Emotions play on her faceClark also admits that she is not one to sit on the bench without showing emotion.
"Unfortunately, everything has always shown in my face," she said. "Maybe I've thought about it and tried to change, but it probably sneaks out."
In the end, Clark knows, "It's the kind of business where half the people are going to leave unhappy.
"That's why it's so important to try to glean what the facts are, apply the law to the fact and to try to do it without any bias or preconceived notions or whatever."
Not that Clark ever envisioned herself deciding the outcome of cases.
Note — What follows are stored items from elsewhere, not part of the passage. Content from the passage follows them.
PR #349, opened 2021-10-22
Update admin CLI mnemonic docs

Siegrift:
https://api3dao.atlassian.net/browse/AN-289

### DIFF
--- a/docs/airnode/v0.2/reference/admin-cli-commands.md
+++ b/docs/airnode/v0.2/reference/admin-cli-commands.md
@@ -97,7 +97,7 @@ Commands related to a [sponsor's](../concepts/sponsor.md) relationships between 
 Sponsoring a requester and using the returned `sponsorAddress` to derive a `sponsorWallet` for an Airnode creates a [relationship](../concepts/sponsor.md) between the requester and the Airnode, see the [`derive-sponsor-wallet-address`](admin-cli-commands.md#derive-sponsor-wallet-address) command.
 
 - `provider-url`: A valid blockchain provider URL.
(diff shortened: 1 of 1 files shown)


docs/airnode/v0.2/reference/admin-cli-commands.md
```diff
@@ -171,7 +171,7 @@ npx @api3/airnode-admin derive-sponsor-wallet-address \
 Reads a file, uses its contents to create a [template](../concepts/template.md) and returns a `template-id`. Also see [Using Templates](../grp-developers/using-templates.md) for an example template file.
 
 - `provider-url`: A valid blockchain provider URL.
-- `mnemonic`: A wallet owned by the sponsor. Used to pay gas costs from the mnemonic's default account unless a `derivation-path` is specified.
+- `mnemonic`: Used to pay gas costs from the mnemonic's default account unless a `derivation-path` is specified.
```
Siegrift, line 174: This was wrong previously (I strongly believe)

wkande: So the part that you think is wrong was "A wallet owned by the sponsor." Who, other than a sponsor, might create a template? I'm thinking an API provider creates one for requesters to use against their APIs.

Siegrift: technically anoyone (there is no limitaiton). But I guess most of the time it will be created by API provider as you're saying.

wkande: I'm wondering if that need to be mentioned in the command's description?

Siegrift: I don't think so.

wkande (approved):
This is good to go. I am merging this now along with Derek's PR.

PR #353, opened 2021-10-23
Rename packages

Siegrift:
https://api3dao.atlassian.net/browse/AN-302


wkande (approved):
Looks like this PR gets merged first before before the other one? It has conflicts with your other `.prettierignore` file. How about you merge the two PRs when you are ready. From what I can tell your plan sounds fine.

PR #357, opened 2021-10-24
Add scrollbar to stop navbar shift on short pages

dcroote:
This PR adds a permanent scrollbar so navigating between pages with less than and more than a screenful of content does not shift the top navigation bar. Tested in Chrome, Brave, Firefox, Edge.

Short page without scrollbar, orange line for reference:
image

Longer page with scrollbar, orange line in same place shows how the navbar shifts because of the scrollbar:
image

### DIFF
--- a/docs/.vuepress/styles/index.styl
+++ b/docs/.vuepress/styles/index.styl
@@ -40,6 +40,11 @@
   border-left:solid #7963B2 5px !important;
 }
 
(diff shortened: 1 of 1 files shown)


wkande (commented):
Can you place a code comment on the css as well so down the road we have reference as to why we changed the html element?

dcroote:
👍  comment added

PR #372, opened 2021-10-29
Remove fixed table of contents scrollbar

dcroote:
This is to improve aesthetics. If the page shrinks vertically to less than the TOC height, a scrollbar will still appear as expected (without shifting text contents). Tested in Chrome, Firefox Edge, Safari.


wkande:
@dcroote Nice catch, looks great.

PR #376, opened 2021-10-31
AN-236 Update contract addresses

bbenligiray:
https://api3dao.atlassian.net/browse/AN-236


wkande (approved):
This look good though I may circle back and change the layout to make the rows more readable.

PR #384, opened 2021-11-02
Document admin CLI docker, add generate-mnemonic command

Siegrift:
https://api3dao.atlassian.net/browse/AN-277

I am not sure where to put these changes - since this is a feature for v0.3 not v0.2.


docs/.vuepress/components/DockerImageVersions.vue
```diff
@@ -21,6 +21,16 @@
           <ExternalLinkImage />
         </a>
       </li>
+
+      <!-- TODO: Uncomment once the airnode admin image is published -->
```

She was quite happy being a public defender when she was approached by former Administrative Judge James N. Vaughan about putting her name in for consideration.
"The truth of the matter is, I hadn't ever thought of it," she said. "As you can understand, having worked 20 years as a teacher, I came to this late." She and a friend "used to say, 'We'll be the oldest public defenders.' I guess something like that, when someone asks you, you begin to think about it. You think, 'I can do that and I think I'd enjoy it.' I considered it sort of an honor that he would ask me."
Clark said she wasn't motivated by any pioneer spirit of being the first African-American.
But others have been inspired by Clark.
"She's been really helpful to me, especially in terms of docket management," said Pamila Brown, who followed Clark onto the District Court bench in 2002. "I consider her a wise sage. We're going to miss her."
Attorney Corrie Boulay appeared before Clark in the first case she worked in the county's Domestic Violence Center. She was also part of Clark's final caseload last week.
"She's wonderful," Boulay said. "She's been a real asset to Howard County. I'm glad to have had her on so many of my cases."
"I just really didn't see see it that way," Clark said. "It was a job and I tried to do both of those jobs the best I could have."
Clark's background as a public defender, as well as the seven years she spent in private practice with her husband, prepared her well for the bench, Clark said.
"When I was in private practice, I had a largely civil type of caseload, and when I went to the public defender's office, I got all that experience with criminal [cases], I thought I had a really good, solid background," she said. "The only thing that makes me uneasy is when I'm not sure. But criminal is 80 percent of the docket. And I didn't feel uncomfortable doing any of those."
What Clark enjoyed most was the camaraderie among her fellow District Court judges.
"This is a wonderful place to work," she said. "I've always felt very comfortable here. The other judges are very helpful. The basic rule is, 'If you finish early, you see if anyone else needs help.' It's a very collegial atmosphere."
'I'll go anywhere, any day'While she is officially retired and starting to work on her own "to do list," Clark has filled out the paperwork to become a "visiting" judge throughout Maryland.
"I plan to ingratiate myself to the woman who does these placements and tell her initially, 'I'll go anywhere, any day.' I'll tell her initially I'll go anywhere and do anything and get in her good graces," Clark said. "Isn't it funny, they make me retire and let me come back and hear things," she said. "I guess everybody isn't the same at 70. Lots of judges sit five and six years after they retire. I think anything that keeps you active and involved is probably good for you."
No "Judge Gail" shows in the works?
"Don't I wish," she joked. "Judge Judy makes $8 million a year."